Add support for the Bright benchmark - Githubissues

embeddings-benchmark / mteb

MTEB: Massive Text Embedding Benchmark

https://arxiv.org/abs/2210.07316

Apache License 2.0

1.61k stars 211 forks source link

Add support for the Bright benchmark #971

Open swj0419 opened 1 week ago

swj0419 commented 1 week ago

Checklist for adding MMTEB dataset

Reason for dataset addition: (Bright dataset, https://huggingface.co/datasets/xlangai/BRIGHT)

[x] I have tested that the dataset runs with the mteb package.
[x] I have run the following models on the task (adding the results to the pr). These can be run using the mteb run -m {model_name} -t {task_name} command.
- [x] sentence-transformers/paraphrase-multilingual-MiniLM-L12-v2
- [x] intfloat/multilingual-e5-small
- [x] I have checked that the performance is neither trivial (both models gain close to perfect scores) nor random (both models gain close to random scores).
- [x] I have considered the size of the dataset and reduced it if it is too big
- [x] Run tests locally to make sure nothing is broken using make test. (NOTE: make test didn't work for me with error (pytest: error: unrecognized arguments: -n), but pytest --durations=5 passes)
- [x] Run the formatter to format the code using make lint.
- [ ] I have added points for my submission to the POINTS.md file. (i will add these information when the arxiv version of our pape is out)
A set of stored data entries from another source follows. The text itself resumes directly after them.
PR #2522, opened 2026-08-13
Make the class-based rollout the default and convert legacy path to env var gated

yueming-yuan:
`MILES_EXPERIMENTAL_ROLLOUT_REFACTOR` has guarded the class-based rollout path since January (#484/#491), and every feature added since — fully-async, snapshot eval, agentic tool calls, nemo-gym, openenv, verifiers — requires it. The experiment is the product. This PR flips the polarity: **`InferenceRolloutFn` is the default**, and `MILES_USE_LEGACY_ROLLOUT_V1=1` opts back into the v1 `sglang_rollout` path.

## What the old flag actually gated

Six branches: the default rollout-fn path (`resolve_rollout_function_paths`), the loader and the train/eval call sites in `RolloutManager`, the `--fully-async` and snapshot-eval assertions, and the registration of user-provided-function CLI args (`fn.add_arguments`). All six now key on `use_legacy_rollout_v1()`, inverted. The v1 module and its importers (multi-LoRA, benchmarkers, delegated eval) are untouched — removing v1 itself is a later PR.

## Why legacy customize functions keep working

`load_rollout_function` wraps plain functions in `LegacyRolloutFnAdapter`, which reproduces the `(args, rollout_id, data_source, evaluation=...)` calling convention and boxes bare return values; `load_generate_function` sniffs legacy generate signatures into `LegacyGenerateFnAdapter`. The v1 path has loaded custom generate fns through this same adapter all along, so the flip does not change how a legacy `--rollout-function-path` / `--custom-generate-function-path` is invoked. In-repo legacy fns riding the adapter after the flip: `sft_rollout`, `random_async`, multi-LoRA's injected rollout fn.

## Known v1-only features now fail fast

Two features only work on the v1 generate, verified by a full semantic diff of both paths. They now raise at argument validation with a message pointing at the env var, instead of deep in the run:

- **student-side top-k OPD** — `opd_student_top_logprobs` is only produced by the v1 generate
- **`--mask-offpolicy-in-partial-rollout`** — the class-based path does not re-extend the loss mask after resume

Their consumers are pinned to the legacy var: `test_qwen2.5_0.5B_opd_sglang`, the two top-k OPD shell examples, and `test_qwen3_0.6B_verifiers` — previously the repo's only explicit `"0"` — becomes the explicit legacy pin, keeping v1 coverage in CI until the path is removed. Remaining v1-only gaps that have **no in-repo consumers** (audio_data payloads, per-eval-dataset `custom_generate_function_path`, kimi-style `call_processor` multimodal prompts) are not guarded; they surface when someone hits them.

## Everything else deletes its opt-in

14 launchers/examples, 30 e2e tests, the session-verify runner, and the autouse conftest fixture drop the now-redundant `=1`. Six LoRA snapshots lose the var from their recorded runtime env; the two OPD shell snapshots gain the pin. The harness `CLEARED_ENV` gains `MILES_USE_LEGACY_ROLLOUT_V1` so an ambient developer value cannot skew recordings. Ten doc sites are rewritten — notably `generate-endpoint.md` and `customization.md`, which described the v1 path as the shipped default.

## Behavioral notes for the ~30 e2e tests that silently switch paths

They are all plain GRPO/SFT recipes on the default rollout fn (FT scenarios, r3-FSDP, MTP, model-script drivers, offload/p2p/dumper). The class-based path is a near-mirror of v1 (same over-sampling loop, dynamic filter, partial-rollout abort, sample filters, prefill logprob recompute), with intentional differences to watch on their first CI runs: per-group task exceptions are logged and resubmitted instead of crashing the rollout, abort fan-out failures are fatal, and eval prompt caches are per-instance instead of process-global.

## Testing

Launch-script snapshot suite regenerated and green (443 passed). Full `tests/fast` running in a container now; will report. `pre-commit run --all-files` clean.


maocheng23 (approved):

nblintao (approved):

miles/utils/arguments.py
```diff
@@ -29,10 +29,10 @@
 
 def resolve_rollout_function_paths(args) -> tuple[str, str]:
     """The (rollout, eval) function paths the arguments select."""
-    if enable_experimental_rollout_refactor():
-        standard_path = "miles.rollout.inference_rollout.inference_rollout_common.InferenceRolloutFn"
-    else:
+    if use_legacy_rollout_v1():
         standard_path = "miles.rollout.sglang_rollout.generate_rollout"
+    else:
+        standard_path = "miles.rollout.inference_rollout.inference_rollout_common.InferenceRolloutFn"
```
guapisolo, line 35: [P2] Preserve trajectory lifecycle events on the new default path

Making `InferenceRolloutFn` the default sends ordinary single-turn jobs through `inference_rollout_common.generate_and_rm`, which never calls the `TrajectoryLifecycle` sink. The legacy path emits `attempt_start`, `gen_start`, and `attempt_end` around the semaphore/generate call, and the dashboard consumes those events for its per-sample queue/generation timeline. Consequently, `--use-miles-dashboard` jobs on the new default path have an empty trajectory stream even though generation succeeds. Please carry the same outer lifecycle instrumentation into the class-based path, while avoiding duplicate per-turn spans from specialized generators.

guapisolo, line 35: [P2] Preserve bounded rollout logging on the new default path

Making `InferenceRolloutFn` the default also makes its first/finish sample logs the common path. `inference_rollout_train.py` interpolates the complete prompt, response, and raw reward, while the legacy path limits the text preview to 512 characters and summarizes nested reward fields. This matters for long-context and OPD jobs, where a reward can contain per-token logprob payloads: every rollout can now send very large messages through Ray log forwarding and storage, obscuring useful diagnostics and adding avoidable I/O. Please reuse the legacy preview/reward-summary formatting in the class-based path before making it the default.

examples/experimental/verifiers/run.py
```diff
@@ -88,9 +88,9 @@ def execute(args: ScriptArgs):
     # function plug-point selects the adapter, which resolves as a bare module
     # because PYTHONPATH carries this directory into the rollout actor.
     rollout_fn = (
-        "verifiers_rollout.VerifiersRolloutFn"
-        if os.environ.get("MILES_EXPERIMENTAL_ROLLOUT_REFACTOR") == "1"
-        else "verifiers_rollout.generate_rollout"
+        "verifiers_rollout.generate_rollout"
+        if os.environ.get("MILES_USE_LEGACY_ROLLOUT_V1") == "1"
```
guapisolo: [P2] --extra-env-vars MILES_USE_LEGACY_ROLLOUT_V1=1 is applied only when execute_train builds the Ray runtime env, while this lookup reads the launcher os.environ. That can select VerifiersRolloutFn while RolloutManager uses the v1 ABI, raising TypeError on the first rollout. I put the root-cause fix in #2528: adapter selection and the propagated flag now use the same effective environment, with CLI overrides taking precedence over ambient values.

miles/rollout/inference_rollout/inference_rollout_common.py
```diff
@@ -73,15 +74,24 @@ async def generate_and_rm(
...
     async with state.generate_fn_semaphore:
         if state.aborted:
             sample.status = Sample.Status.ABORTED
+            if sink is not None:
+                sink.attempt_end(sample)
             return sample
 
         logger.debug(f"{log_prefix} Acquired semaphore, calling generate_function")
+        if sink is not None:
+            sink.gen_start(sample)
```
guapisolo: [P2] Close lifecycle attempts on generation failure and cancellation

After `sink.gen_start(sample)`, `state.generate_function()` can raise, or its task can be cancelled when a sibling in the group fails. Both paths skip the normal-path `attempt_end()` below the semaphore. The synchronous rollout path records the failure and keeps submitting work, so the dashboard can leave an already-finished trajectory in the running state indefinitely. Please emit `attempt_end()` from the exception/cancellation cleanup path while preserving the original exception.

guapisolo (approved):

xiamengzhou commented 1 week ago

Thanks @swj0419 !

I saw many benchmarks have separate task files for each subtask, e.g., CQA in this page. Conceptually, do you think we should maintain one BRIGHT page or multiple ones?

Also, would you suggest that we separate standard and long settings to two files, given that the main_score is different? We use ndcg_at_10 for the standard setting, and recall_at_1 for the long setting.